- _Task item_
Copy each line below in which the word "Preload" occurs.

- _Data to use_
━━━━━━━━

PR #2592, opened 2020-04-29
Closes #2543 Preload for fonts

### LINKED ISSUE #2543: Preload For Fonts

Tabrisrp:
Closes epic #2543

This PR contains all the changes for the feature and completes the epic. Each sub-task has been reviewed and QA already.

━━━━━━━━

- _Solution to this exercise_
Closes #2543 Preload for fonts
### LINKED ISSUE #2543: Preload For Fonts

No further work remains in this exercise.